Although it has been (ten) years I still remember everything about that day. I remember getting the news about a plane hitting the tower before the first bell rang at 7:20 A.M. I remember trying to do math as the TV remained on, but muted in the corner constantly drawing my attention as news bulletins and updated flashed across the screen and I remember the gasp and the deadly silence of the class when the second plane hit. The bells still rang and my day went on, but classes didn’t.
Second hour Spanish class I was lucky enough to sit next to my best friend Zach. My teacher said there was no way she could teach when our nation was in such a crises and the whole hour I remember Zach and I sat hand in hand as we watched the towers fall. I cried; we all cried. It was so sad to know the thousands who perished. It hurt hearing people frantically calling into the news stations searching for their loved ones. It hurt because the safety our nation had always felt had been destroyed within a couple of hours.

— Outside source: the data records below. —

PR #1722, opened 2026-01-01
Navigation bar to follow keyboard background color

pausa:
I noticed that on my Samsung S20FE (API 33) the navigation bar would not respect the keyboard background colour. I decided to fork the project and implement a fix.

Unfortunately I could only make it work with a deprecated method, but in the free time I had today and with my limited knowledge of Jetpack Compose, that's the most I can do. 

Feel free to pull if you think it could be useful in the main project as well.

### DIFF
--- a/app/src/main/java/com/dessalines/thumbkey/ComposeKeyboardView.kt
+++ b/app/src/main/java/com/dessalines/thumbkey/ComposeKeyboardView.kt
@@ -42,13 +42,13 @@ class ComposeKeyboardView(
             settings = settings,
         ) {
             val colorScheme = MaterialTheme.colorScheme
-            val darkTheme = when(ThemeMode.entries[settings?.theme ?: 0]) {
-                ThemeMode.System -> isSystemInDarkTheme()
-                ThemeMode.Light -> false
-                ThemeMode.Dark -> true
-            }
+            val darkTheme =
+                when (ThemeMode.entries[settings?.theme ?: 0]) {
+                    ThemeMode.System -> isSystemInDarkTheme()
+                    ThemeMode.Light -> false
+                    ThemeMode.Dark -> true
+                }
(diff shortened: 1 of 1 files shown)


app/src/main/java/com/dessalines/thumbkey/ComposeKeyboardView.kt
```diff
@@ -34,6 +41,13 @@ class ComposeKeyboardView(
         ThumbkeyTheme(
             settings = settings,
         ) {
+            val colorScheme = MaterialTheme.colorScheme
+            val darkTheme =
+                when (ThemeMode.entries[settings?.theme ?: 0]) {
+                    ThemeMode.System -> isSystemInDarkTheme()
+                    ThemeMode.Light -> false
+                    ThemeMode.Dark -> true
```
dessalines, line 49: Why is this not in theme.kt , where all the other theme setting is done?

app/src/main/java/com/dessalines/thumbkey/ComposeKeyboardView.kt
```diff
@@ -95,6 +109,19 @@ class ComposeKeyboardView(
...
+                    ctx.window?.window?.apply {
+                        /*
+                        deprecated, but cannot find the proper way... Also, this feels a lot like
+                        a workaround, not a proper solution. Still, it seems to work.
+                         */
+                        @Suppress("DEPRECATION")
+                        navigationBarColor = colorScheme.background.toArgb()
+                        WindowCompat
+                            .getInsetsController(this, decorView)
+                            .isAppearanceLightNavigationBars = !darkTheme
```
dessalines, line 122: You should probably ask on stackoverflow what is the correct way to handle this, because I don't want to add too much deprecated code for something that should already be working with `edgeToEdge` turned on.

Most android devices nowadays don't use navigation bars, but gesture switching, so I don't know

Classes crept by and the halls were filled with people crying for people they knew in New York. As word hit that another plane had hit the Pentagon there was no debating that this was indeed an attack. Who would do this to us though? Teachers tried to comfort us, but they were just as disoriented as the rest of us. No one had answers and no one knew what to do.
(Ten) years have elapsed and that tragic day has fallen from the minds of many. What was so catastrophic and unexplainable had to many people become just another story for the text book. On the anniversary the hero’s and fallen are remembered, but it is now talked about as if it had happened decades ago. As if we were not still fighting the same war, the war my husband is now in Afghanistan fighting for. I know (ten) years before I never realized how personally involved I would become in all of this. How close this war would touch my heart.

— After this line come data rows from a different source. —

PR #1727, opened 2026-01-08
Add Haptic Feedback to Cursor Slide Gestures

emallery:
Hello!

I added vibrations to the spacebar and backspace slide gestures. It also works with the "slide up from spacebar" gesture when swiping horizontally to change the selection.

Addresses #891 

I also added a setting to independently disable these new swipe vibrations. I wanted to make it toggleable in case people have phones with mushy vibration motors, where buzzing every time the cursor moves would be annoying. But that meant updating the database version :<
If you'd rather have it follow the "Vibrate on tap" setting, I would understand that too.

I wasn't sure whether to put the new toggle in the "Look and feel" menu with the other sound/vibration settings, or in the "Behavior" menu with the other "Slide gestures" settings. If you'd like it moved, that's not a problem to me.

Lastly, I wasn't sure what icon to use for the setting. I like `LinearScale` because it looks like bumps on a horizontal line, but that's being used already for the "Position" setting. I also liked [`Gesture`](https://fonts.google.com/icons?selected=Material+Symbols+Outlined:gesture:FILL@0;wght@400;GRAD@0;opsz@24&icon.query=gesture&icon.size=24&icon.color=%23e3e3e3), [`PowerInput`](https://fonts.google.com/icons?selected=Material+Symbols+Outlined:power_input:FILL@0;wght@400;GRAD@0;opsz@24&icon.query=Power+Input&icon.size=24&icon.color=%23e3e3e3), [`Password2`](https://fonts.google.com/icons?selected=Material+Symbols+Outlined:password_2:FILL@0;wght@400;GRAD@0;opsz@24&icon.query=passw&icon.size=24&icon.color=%23e3e3e3), and [`Water`](https://fonts.google.com/icons?selected=Material+Symbols+Outlined:water:FILL@0;wght@400;GRAD@0;opsz@24&icon.query=water&icon.size=24&icon.color=%23e3e3e3).

Tested on Pixel 8 Pro (Graphene OS 16), OnePlus 7 Pro (Oxygen OS 12), and an Android 7.1.2 VM.

Let me know what you think!

### DIFF
--- a/app/src/main/java/com/dessalines/thumbkey/db/AppDb.kt
+++ b/app/src/main/java/com/dessalines/thumbkey/db/AppDb.kt
@@ -110,11 +110,6 @@ data class AppSettings(
     )
     val vibrateOnTap: Int,
     @ColumnInfo(
-        name = "vibrate_on_slide",
-        defaultValue = DEFAULT_VIBRATE_ON_SLIDE.toString(),
-    )
-    val vibrateOnSlide: Int,
-    @ColumnInfo(
         name = "slide_enabled",
         defaultValue = DEFAULT_SLIDE_ENABLED.toString(),
     )
@@ -286,6 +281,11 @@ data class AppSettings(
         defaultValue = DEFAULT_DISABLE_FULLSCREEN_EDITOR.toString(),
     )
     val disableFullscreenEditor: Int,
+    @ColumnInfo(
+        name = "vibrate_on_slide",
+        defaultValue = DEFAULT_VIBRATE_ON_SLIDE.toString(),
+    )
+    val vibrateOnSlide: Int,
 )
 
 data class LayoutsUpdate(


app/src/main/java/com/dessalines/thumbkey/db/AppDb.kt
```diff
@@ -108,6 +109,11 @@ data class AppSettings(
         defaultValue = DEFAULT_VIBRATE_ON_TAP.toString(),
     )
     val vibrateOnTap: Int,
+    @ColumnInfo(
+        name = "vibrate_on_slide",
+        defaultValue = DEFAULT_VIBRATE_ON_SLIDE.toString(),
+    )
+    val vibrateOnSlide: Int,
```
dessalines: This should be added to the bottom of this data class, as column order is important.

For room update objects, it doesn't matter where they are, but for the read objects, order matters (I think only for older android versions but we should be consistent)

emallery: Moved it, and also moved the other annotated `vibrateOnSlide`.

TBH I'm not confident I understand the difference between `AppSettings` and  `LookAndFeelUpdate`, as I was just copying the structure of `vibrateOnTap` and how it appears in both data classes. Thanks for the help!

dessalines: No probs. 

In Room, you can have a data class that's only used for SQL updating (or inserting), so that you can use a subset of fields.

PR #1728, opened 2026-01-08
Update FRENFrappeFluideV1: add left handed and left control variants

jiquiame:
Adds variants for frappefluide :
- Left handed variant, as the layout was designed for a right thumb
- Left control variant, as some users wanted to have letters closer to the right side of the phone, and to be able to use left thumb for controls
- Both combined

Change position for delete word


jiquiame:
I did the changes manually, I don’t understand what happened, but seems like gradlew didn’t make the necessary changes?

Anyway seems ok now

Thanks!

jiquiame:
Just changing some text in the description, better to have it in french!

(Ten) years later and I still don’t have any new answers, just new information as my husband writes, “I can’t help but question why we are here. I know we are trying to help these people gain freedom and a better life, but they hate us. They hate what we stand for. They hate what we believe in…then I think of all the innocents that will ultimately be helped by us and I am ashamed for thinking of the easy way out.” Nine years later and we still don’t know who is friend and who is foe as he continues in a different letter, “It is a land destitute of joy. It’s a place of heat, pain, and sorrow. The children are raised on lies of hatred and anger and the adults thrive off of death and terror. We’ve come to this place to help build it up, to try and give these people a boost to live happier more fulfilling lives and they smile and give thanks and as soon as we start to walk away they continue to make instruments of our destruction.”

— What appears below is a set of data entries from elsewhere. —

PR #1737, opened 2026-01-13
  Add clipboard history feature

### LINKED ISSUE #194: view and manage clipboard history
- [x] Is this a question or discussion? Don't use this, use https://lemmy.ml/c/thumbkey

A clipboard manager similar to https://github.com/openboard-team/openboard

Toldry:
- Store copied text in a local database for quick access
  - Access clipboard history via swipe-return gesture on Paste key
  - Pin clips to keep them at the top and prevent auto-deletion
  - Clipboard settings screen to configure clipboard behavior
  - Add ToggleClipboardMode action for keyboard modification

  closes #194


.gitignore
dessalines, line 1: Restore this

app/src/main/java/com/dessalines/thumbkey/ComposeKeyboardView.kt
```diff
@@ -94,6 +101,14 @@ class ComposeKeyboardView(
...
                         }
                     },
+                    onGoToClipboardSettings = {
+                        val intent =
+                            Intent(context, MainActivity::class.java).apply {
+                                putExtra("startRoute", "clipboardSettings")
+                                addFlags(Intent.FLAG_ACTIVITY_NEW_TASK)
+                            }
+                        context.startActivity(intent)
+                    },
```
dessalines, line 108: Unfortunate that we can't just use a navcontroller, but I don't know how to do that. Anyways this works fine.

app/src/main/java/com/dessalines/thumbkey/db/AppDb.kt
```diff
@@ -286,6 +293,31 @@ data class AppSettings(
         defaultValue = DEFAULT_VIBRATE_ON_SLIDE.toString(),
     )
     val vibrateOnSlide: Int,
+    @ColumnInfo(
+        name = "clipboard_history_enabled",
+        defaultValue = DEFAULT_CLIPBOARD_HISTORY_ENABLED.toString(),
+    )
+    val clipboardHistoryEnabled: Int = DEFAULT_CLIPBOARD_HISTORY_ENABLED,
```
dessalines: It shouldn't be necessary to set these as defaults on the var. You should only have to set it in the room `defaultValue`

Lets be consistent with the previous fields.

app/src/main/java/com/dessalines/thumbkey/db/AppDb.kt
```diff
@@ -430,11 +462,28 @@ data class KeyModificationsUpdate(
     val keyModifications: String,
 )
 
+data class ClipboardSettingsUpdate(
```
dessalines, line 465: Looks good

README.md
dessalines, line 1: Also add an instruction in the `#user guide/symbols key` section of the readme, right under paste, for how to use this.

This is also so useful that I'm wondering if we should either 

- Make this clipboard manager the default for the paste swipe, and use the *swipe and return* action to do a simple paste.
- Or add a dedicated key.

app/src/main/java/com/dessalines/thumbkey/db/ClipboardDb.kt
```diff
@@ -0,0 +1,95 @@
...
+    @Query("DELETE FROM ClipboardItem")
+    suspend fun clearAll()
+
+    @Query("SELECT COUNT(*) FROM ClipboardItem WHERE is_pinned = 0")
+    suspend fun getUnpinnedCount(): Int
+
+    @Query(
+        "DELETE FROM ClipboardItem WHERE id IN " +
+            "(SELECT id FROM ClipboardItem WHERE is_pinned = 0 ORDER BY timestamp ASC LIMIT :count)",
+    )
```
dessalines, line 60: Ah, the subquery is necessary because of the order by.

app/src/main/java/com/dessalines/thumbkey/db/ClipboardRepository.kt
```diff
@@ -0,0 +1,76 @@
...
+        val settings = appSettingsDao.getSettingsSync()
+        if (settings?.clipboardHistoryEnabled?.toBool() != true) return
+
+        clearExpired()
+
+        val existingItem = clipboardItemDao.findByText(text)
+        if (existingItem != null) {
+            clipboardItemDao.update(existingItem.copy(timestamp = System.currentTimeMillis()))
+            return
+        }
```
dessalines, line 24: An upsert would probably be a cleaner way to handle this without having to do another query. Not a big deal tho.

app/src/main/java/com/dessalines/thumbkey/ui/components/keyboard/ClipboardHistoryScreen.kt
dessalines, line 1: Great job on this screen btw, it looks really clean.

app/src/main/java/com/dessalines/thumbkey/ui/components/keyboard/ClipboardHistoryScreen.kt
```diff
@@ -0,0 +1,491 @@
...
+                        )
+                    }
+                }
+            }
+        }
+    }
+}
+
+@Composable
+private fun formatTimestamp(timestamp: Long): String {
```
dessalines: This works, but it'd probably be better to use a time library like Joda.

app/src/main/java/com/dessalines/thumbkey/ui/components/keyboard/ClipboardHistoryScreen.kt
dessalines, line 1: There's a lot of hard-coded paddings and offsets (`dp`) in this file. I can tell you from experience that its much better to make these constants, so you can tweak them all at once.

app/src/main/java/com/dessalines/thumbkey/ui/components/keyboard/ClipboardHistoryScreen.kt
```diff
@@ -0,0 +1,491 @@
...
+    }
+}
+
+@Composable
+private fun calculateMaxDisplayLength(): Int {
+    val configuration = LocalConfiguration.current
+    // Estimate ~7dp per character at body medium size, minus padding
+    val availableWidth = configuration.screenWidthDp - 80 // Subtract padding and icons
+    return (availableWidth / 7).coerceIn(30, 80)
+}
```
dessalines: Instead of all this weird truncation logic, I'd just let the text fill the area, no matter how long it is.

Jetpack compose also already has smart truncations with https://developer.android.com/reference/kotlin/androidx/compose/ui/text/style/TextOverflow

app/src/main/java/com/dessalines/thumbkey/ComposeKeyboardView.kt
```diff
@@ -37,6 +42,8 @@ class ComposeKeyboardView(
             CompositionLocalProvider(LocalLayoutDirection provides LayoutDirection.Ltr) {
                 KeyboardScreen(
                     settings = settings,
+                    clipboardItems = clipboardItems,
+                    clipboardRepository = clipboardRepo,
```
dessalines: These are redundant. Just pass in the clipboardRepository.

app/src/main/java/com/dessalines/thumbkey/ComposeKeyboardView.kt
```diff
@@ -24,11 +27,13 @@ import kotlinx.coroutines.launch
 class ComposeKeyboardView(
     context: Context,
     private val settingsRepo: AppSettingsRepository,
+    private val clipboardRepo: ClipboardRepository,
 ) : AbstractComposeView(context) {
     @Composable
     override fun Content() {
         val settingsState = settingsRepo.appSettings.observeAsState()
         val settings by settingsState
+        val clipboardItems by clipboardRepo.allClipboardItems.collectAsState(initial = emptyList())
```
dessalines: Move this into the keyboardscreen. Also use `LiveData` instead of flow, and do `.observeAsState` instead of the flow `collectAsState`

app/src/main/res/values/strings.xml
```diff
@@ -105,4 +105,39 @@
...
+    <string name="duration_10_minutes">10 minutes</string>
+    <string name="duration_30_minutes">30 minutes</string>
+    <string name="duration_1_hour">1 hour</string>
+    <string name="duration_2_hours">2 hours</string>
+    <string name="duration_4_hours">4 hours</string>
+    <string name="duration_12_hours">12 hours</string>
+    <string name="duration_1_day">1 day</string>
+    <string name="duration_2_days">2 days</string>
+    <string name="duration_4_days">4 days</string>
+    <string name="duration_7_days">7 days</string>
```
dessalines, line 125: You could get rid of all these if you just made it days, with a variable.

That slider then could just be 1-7

app/src/main/java/com/dessalines/thumbkey/db/AppDb.kt
Toldry: Done.

README.md
Toldry: - Done.
- I strongly believe that regular paste should continue to be the default simple-swipe behavior, because regular paste is used far more frequently than clipboard history. (at least for myself, and I assume also for the vast majority of future users). Also, this wiring corresponds to how it is in MessagEase.
- I already added `TOGGLE_CLIPBOARD_MODE_TRUE_KEYC`, which has the `Icons.Outlined.Inventory` logo (which looks similar to but different form the regular paste logo). It currently is not part of any hardcoded keyboard, but can be added using the keyboard modification feature (e.g. ```keyAction: ToggleClipboardMode```)

app/src/main/java/com/dessalines/thumbkey/db/ClipboardRepository.kt
Toldry: You're right, I didn't think of that. However that would require [setting the text column as an index](https://sqlite.org/lang_upsert.html), and that's some extra complexity that maybe it's better to avoid. I'll keep it like this.

app/src/main/java/com/dessalines/thumbkey/ui/components/keyboard/ClipboardHistoryScreen.kt
Toldry: I'd've used a library if I'd have to format a general time interval into a string, but since there's a short finite list of time interval options, I'll keep this function if that's ok. I'll add a comment though to delete this if something like Joda is ever added.

Toldry: Actually, I just realized `android.text.format.DateUtils.getRelativeTimeSpanString` does the trick, no need for an library. Bonus: it handles locales automatically!

app/src/main/java/com/dessalines/thumbkey/ui/components/keyboard/ClipboardHistoryScreen.kt
Toldry: Done.

app/src/main/java/com/dessalines/thumbkey/ui/components/keyboard/ClipboardHistoryScreen.kt
Toldry: Done.

app/src/main/java/com/dessalines/thumbkey/ComposeKeyboardView.kt
Toldry: Done.

app/src/main/java/com/dessalines/thumbkey/ComposeKeyboardView.kt
Toldry: Done. Why is LiveData preferable?

app/src/main/res/values/strings.xml
Toldry: I prefer to keep it. As it is currently implemented there are varying orders of magnitude of durations, which could fit very different needs of users.

.gitignore
Toldry: Oops. Done

README.md
dessalines: > I strongly believe that regular paste should continue to be the default simple-swipe behavior, because regular paste is used far more frequently than clipboard history. (at least for myself, and I assume also for the vast majority of future users). Also, this wiring corresponds to how it is in MessagEase.

Makes sense. We can always add the dedicate key later.

app/src/main/java/com/dessalines/thumbkey/db/ClipboardRepository.kt
dessalines: Ya its fine, nbd.

app/src/main/java/com/dessalines/thumbkey/ui/components/keyboard/ClipboardHistoryScreen.kt
dessalines: Nice

app/src/main/java/com/dessalines/thumbkey/ComposeKeyboardView.kt
dessalines: I think both work *mostly* the same, although it looks like `Flow` seems to be the preferred way now. But it looked inconsistent to have a flow right next to a livedata, when they're both doing room DB actions. 

In a later PR we can convert all the LiveData's to Flows since that seems to be the preferred way.

app/src/main/res/values/strings.xml
dessalines: mmk, no probs.

dessalines (approved):
Nice, ppl will really like this one. 

It'l be in the next release.

KraXen72:
awesome, thanks @Toldry for implementing and @dessalines for the merge!

alerque:
I thought we discussed somewhere that having clipboard history tracking would be an anti-feature for a keyboard. Am I imagining things or was that a different project discussion I was on or what? I'm a bit surprised to find this landed. Personally I already have a clipboard history manager and don't really want my keyboard mucking with it.

dessalines:
I don't remember that, but anyway this is default off, and also has lots of clearing features if you do turn it on. 

Its in the release today so you can test it out.

Toldry:
@alerque out of curiosity, what clipboard history manager do you use?


and why would you consider an integrated clipboard history feature an anti-feature?

KraXen72:
@dessalines 5.1.0 is missing `app-release.apk` on Github, btw. Thanks!

dessalines:
Oops my bad. Fixed now, thx.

I never would have guessed that the sixteen year old girl watching these images would become the wife of a soldier who fought to protect my freedom. Married to a man who fought to protect the countries freedom and to secure a safety we lost on September 11, 2001. My husband is my hero and an honorable man because although he sometimes cannot see his contributions to a definite outcome, he believes in what he is doing, which is why he has pledges his life to the United States Army.
This September 11th is very different for me as I realized more acutely that there has been more blood spilt that just on that fateful day and a couple of weeks ago I feared my husband’s name would be added to the list of those who dies fighting for this cause when he was wounded. As he says though, he still has “fight left and a work to do” and he excitedly returned to duty as soon as he recovered.
I never would have imagined how long this war would last and how much it affects each and every one of us whether we realize it or not, so I beseech each of us to recognize the war that still goes on around us and to remember to give the reverence and respect for those who will never return home to their family because of terrorists.